━━━ Raw data ━━━

PR #784, opened 2023-05-05
Specify defer trigger attribution logic

agarant:
Goal is to mitigate a race condition where a user clicks on an ad which initiates a source registration and navigates to a page that initiates a trigger registration that matches the source. 

If the trigger registration completes before the source, the attribution would be dropped.

***
<a href="https://pr-preview.s3.amazonaws.com/agarant/attribution-reporting-api/pull/784.html" title="Last updated on May 30, 2023, 2:19 PM UTC (a7967b5)">Preview</a> | <a href="https://pr-preview.s3.amazonaws.com/WICG/attribution-reporting-api/784/9debabb...agarant:a7967b5.html" title="Last updated on May 30, 2023, 2:19 PM UTC (a7967b5)">Diff</a>

### DIFF
--- a/index.bs
+++ b/index.bs
@@ -1267,8 +1267,7 @@ To <dfn>process an attributionsrc response</dfn> given a [=suitable origin=]
                 |destinationSite|, |reportingOrigin|, |privateStateTokens|, and
                 |context|'s [=current wall time=].
             1. If |trigger| is not null:
-                1. [=Maybe defer trigger attribution=] with |trigger|.
-                1. [=Trigger attribution=] with |trigger|.
+                1. [=Maybe defer and then complete trigger attribution=] with |trigger|.
         1. If |osSourceURLs| is not null and the user agent supports OS
             registrations, process |osSourceURLs| according to an
             [=implementation-defined=] algorithm.
@@ -2618,13 +2617,15 @@ and an optional [=aggregatable report=] <dfn for="generate null reports and assi
 
 <h3 id="deferring-trigger-attribution">Deferring trigger attribution</h3>
 
-To <dfn>maybe defer trigger attribution</dfn> given an [=attribution trigger=] |trigger|:
+To <dfn>maybe defer and then complete trigger attribution</dfn> given an [=attribution trigger=] |trigger|
+, run the following steps [=in parallel=]:
 
-1. Let |navigation| be the navigation that landed on the document from which |trigger|'s registration was initiated.
-1. If |navigation| is empty, return.
-1. Let |sources| be source registrations originating from background attributionsrc requests initiated by |navigation|.
+1. Let |navigation| be the navigation that landed on the [=document=] from which |trigger|'s registration was initiated.
+1. If |navigation| is null, return.
+1. Let |sources| be all source registrations originating from background attributionsrc requests initiated by |navigation|.
 1. If |sources| is empty, return.
 1. Wait until all |sources| are [=process an attribution source|processed=].
+1. [=Trigger attribution=] with |trigger|.
 
 Issue: Specify this in terms of <a href="https://html.spec.whatwg.org/multipage/browsing-the-web.html#navigating-across-documents">Navigation</a>
 
--- a/index.bs
+++ b/index.bs
@@ -1267,8 +1267,8 @@ To <dfn>process an attributionsrc response</dfn> given a [=suitable origin=]
                 |destinationSite|, |reportingOrigin|, |privateStateTokens|, and
                 |context|'s [=current wall time=].
             1. If |trigger| is not null:
-                1. [=maybe defer trigger attribution=] with |trigger|.
-                1. [=trigger attribution=] with |trigger|.
+                1. [=Maybe defer trigger attribution=] with |trigger|.
+                1. [=Trigger attribution=] with |trigger|.
         1. If |osSourceURLs| is not null and the user agent supports OS
             registrations, process |osSourceURLs| according to an
             [=implementation-defined=] algorithm.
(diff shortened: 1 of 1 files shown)


index.bs
```diff
@@ -1266,7 +1266,9 @@ To <dfn>process an attributionsrc response</dfn> given a [=suitable origin=]
                 [=create an attribution trigger=] with |triggerHeader|
                 |destinationSite|, |reportingOrigin|, |privateStateTokens|, and
                 |context|'s [=current wall time=].
-            1. If |trigger| is not null, [=trigger attribution=] with |trigger|.
+            1. If |trigger| is not null:
+                1. [=maybe defer trigger attribution=] with |trigger|.
```
apasel422, line 1270:
```suggestion
                1. [=Maybe defer trigger attribution=] with |trigger|.
```

index.bs
```diff
@@ -1266,7 +1266,9 @@ To <dfn>process an attributionsrc response</dfn> given a [=suitable origin=]
...
+                1. [=trigger attribution=] with |trigger|.
```
apasel422, line 1271:
```suggestion
                1. [=Trigger attribution=] with |trigger|.
```

index.bs
```diff
@@ -2614,6 +2616,18 @@ and an optional [=aggregatable report=] <dfn for="generate null reports and assi
     1. [=list/Append=] |report| to |reports|.
 1. Run [=assign private state tokens=] with |reports| and |trigger|.
 
+<h3 id="deferring-trigger-attribution">Deferring trigger attribution</h3>
+
+To <dfn>maybe defer trigger attribution</dfn> given an [=attribution trigger=] |trigger|:
+
+1. Let |navigation| be the navigation that landed on the document from which |trigger|'s registration was initiated.
+1. If |navigation| is empty, Return.
```
apasel422, line 2624:
```suggestion
1. If |navigation| is empty, return.
```

index.bs
```diff
@@ -2614,6 +2616,18 @@ and an optional [=aggregatable report=] <dfn for="generate null reports and assi
...
+1. Let |sources| be all source registrations initiated alongside |navigation|.
+1. If |sources| is empty, Return.
```
apasel422, line 2626:
```suggestion
1. If |sources| is empty, return.
```

index.bs
```diff
@@ -2614,6 +2616,18 @@ and an optional [=aggregatable report=] <dfn for="generate null reports and assi
...
+1. Wait until all |sources| are [=process an attribution source|processed=].
+
+Issue:  Specify this in terms of <a href="https://html.spec.whatwg.org/multipage/browsing-the-web.html#navigating-across-documents">Navigation</a>
```
apasel422, line 2629:
```suggestion
Issue: Specify this in terms of <a href="https://html.spec.whatwg.org/multipage/browsing-the-web.html#navigating-across-documents">Navigation</a>.
```

index.bs
```diff
@@ -2614,6 +2616,18 @@ and an optional [=aggregatable report=] <dfn for="generate null reports and assi
     1. [=list/Append=] |report| to |reports|.
 1. Run [=assign private state tokens=] with |reports| and |trigger|.
 
+<h3 id="deferring-trigger-attribution">Deferring trigger attribution</h3>
+
+To <dfn>maybe defer trigger attribution</dfn> given an [=attribution trigger=] |trigger|:
+
+1. Let |navigation| be the navigation that landed on the document from which |trigger|'s registration was initiated.
+1. If |navigation| is empty, Return.
+1. Let |sources| be all source registrations initiated alongside |navigation|.
```
apasel422, line 2625: Maybe clarify that the source registrations were ones originating from background attributionsrc requests that were initiated by `|navigation|`. IIUC foreground ones don't need to be handled specially here.

apasel422 (changes requested):

index.bs
agarant: Other algorithms defined are lowercased, I'd be inclined to keep it lowercased.

index.bs
```diff
@@ -1266,7 +1266,9 @@ To <dfn>process an attributionsrc response</dfn> given a [=suitable origin=]
                 [=create an attribution trigger=] with |triggerHeader|
                 |destinationSite|, |reportingOrigin|, |privateStateTokens|, and
                 |context|'s [=current wall time=].
-            1. If |trigger| is not null, [=trigger attribution=] with |trigger|.
+            1. If |trigger| is not null:
+                1. [=Maybe defer trigger attribution=] with |trigger|.
```
apasel422, line 1270: We probably need to specify that this needs to be done asynchronously somehow. Otherwise, waiting here will block all other processing, right?

index.bs
```diff
@@ -2614,6 +2616,18 @@ and an optional [=aggregatable report=] <dfn for="generate null reports and assi
     1. [=list/Append=] |report| to |reports|.
 1. Run [=assign private state tokens=] with |reports| and |trigger|.
 
+<h3 id="deferring-trigger-attribution">Deferring trigger attribution</h3>
+
+To <dfn>maybe defer trigger attribution</dfn> given an [=attribution trigger=] |trigger|:
+
+1. Let |navigation| be the navigation that landed on the document from which |trigger|'s registration was initiated.
+1. If |navigation| is empty, return.
```
apasel422, line 2624: Not a big deal since "the navigation" isn't even a concept we can reference, but it might be clearer to use "null" instead of "empty".

index.bs
```diff
@@ -2614,6 +2616,18 @@ and an optional [=aggregatable report=] <dfn for="generate null reports and assi
...
+1. Let |sources| be source registrations originating from background attributionsrc requests initiated by |navigation|.
```
apasel422, line 2625: Maybe:
```suggestion
1. Let |sources| be all ongoing source registrations originating from background attributionsrc requests initiated by |navigation|.
```

apasel422 (changes requested):

index.bs
agarant: Considering the next line specifies how we wait for the sources to be processed, I updated to `all` instead of `all ongoing`.

apasel422 (approved):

━━━

▶ _Task goal_:
When a line among the entries contains "across", pull that line out.

▶ _Exercise answer_:
 Issue: Specify this in terms of <a href="https://html.spec.whatwg.org/multipage/browsing-the-web.html#navigating-across-documents">Navigation</a>
+Issue:  Specify this in terms of <a href="https://html.spec.whatwg.org/multipage/browsing-the-web.html#navigating-across-documents">Navigation</a>
Issue: Specify this in terms of <a href="https://html.spec.whatwg.org/multipage/browsing-the-web.html#navigating-across-documents">Navigation</a>.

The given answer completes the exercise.